Fueron años buenos, plácidos. Mi hija con cuatro, con cinco, con seis. Mi hijo con algunos años más. Ambos con las manos llenas de preguntas, a cada instante, de esas que creíamos saber responder. Ese fue el tiempo en el que en casa hicimos grullas. Mil grullas para conmemorar en el colegio el día de la Paz y a Sadako Sasaki, una niña fuerte y atlética que, en 1945, con tan solo dos años, estaba en su casa cuando EE.UU. lanzó la bomba atómica en la ciudad de Hiroshima. Salió despedida por la ventana y quedó atrapada por la lluvia negra, pero a pesar de todo, sobrevivió. Sobrevivió hasta que a los once años enfermó de leucemia maligna aguda y fue hospitalizada. Su compañera de habitación le contó la leyenda japonesa de las mil grullas: a quien pliegue mil grullas de origami, se le concederá cualquier deseo. Ella le enseñó a Sadako cómo doblar las grullas de papel. El deseo le quemaba la sangre. A mí me enseñó mi hija a hacer grullas. El deseo de Sadako, sin embargo, no se cumplió.
Recordamos a Sadako este verano en nuestro periplo por Japón. Mi marido y yo lloramos en cada esquina del Museo Memorial de la Paz de Hiroshima. Mi hija volvió a contarnos su historia al tiempo que plegaba con mimo un trozo de papel cuadrado.

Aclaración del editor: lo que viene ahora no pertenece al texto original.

Issue #413, opened 2021-04-11
Write a unit test for joint limit parsing


AndyZe:
A unit test for PR #408 would be great

PR #2074, opened 2023-04-01
Add extended World test for joint limits (#413)

adeeb10abbas:
Hi! First time contributor. All feedback is welcome! Thanks :) 
### Description

This PR adds an extended test case for the World class, focusing on joint limit parameters, joint velocity limits, and joint acceleration limits. The test case ensures that the RobotModelBuilder correctly sets joint limits and that the RobotState enforces these bounds as expected. Solves #413 

#### Test Case Overview
- [x] Set up a simple robot model using the RobotModelBuilder with two revolute joints and a single chain.
- [x] Define joint position, velocity, and acceleration limits for the robot model.
- [x] Load the robot model into a World object.
- [x] Create two RobotState objects with joint values, velocities, and accelerations.
- [x] Set joint values, velocities, and accelerations within the defined limits for the first RobotState.
- [x] Set joint values, velocities, and accelerations beyond the defined limits for the second RobotState.
- [x] Enforce joint position, velocity, and acceleration limits for the second RobotState.
- [x] Check that the joint values, velocities, and accelerations are within the defined limits after enforcement.
- [x] Verify that the joint limits have been applied correctly to the joint models.

### DIFF
--- a/moveit_core/collision_detection/test/test_world.cpp
+++ b/moveit_core/collision_detection/test/test_world.cpp
@@ -458,6 +458,120 @@ TEST(World, ObjectPoseAndSubframes)
   EXPECT_EQ(1.0, pose(2, 3));  // z
 }
 
+TEST(World, JointLimitParameters)
+{
+  World world;
+
+  TestAction ta;
+  World::ObserverHandle observer_ta;
+  observer_ta = world.addObserver([&ta](const World::ObjectConstPtr& object, World::Action action) {
+    return TrackChangesNotify(ta, object, action);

Jueves. 25 de enero. Fue un día malo, hostil. Ya saben, alguna discusión sin demasiada importancia en la oficina; pasear por una de las arterias de la ciudad y vislumbrar a lo lejos aquella persona que una vez amamos y que lleva años muerta –¿les ha pasado alguna vez, confundir a alguien con un muerto?–; la lluvia, que no termina de brotar; el sol, que no acaba por clarear el día; el ánimo empantanado, polvoriento; el dolor de la hernia que me acompaña desde hace décadas y que no cede; la muerte de una compañera a la que lloras y de la que no te pudiste despedir.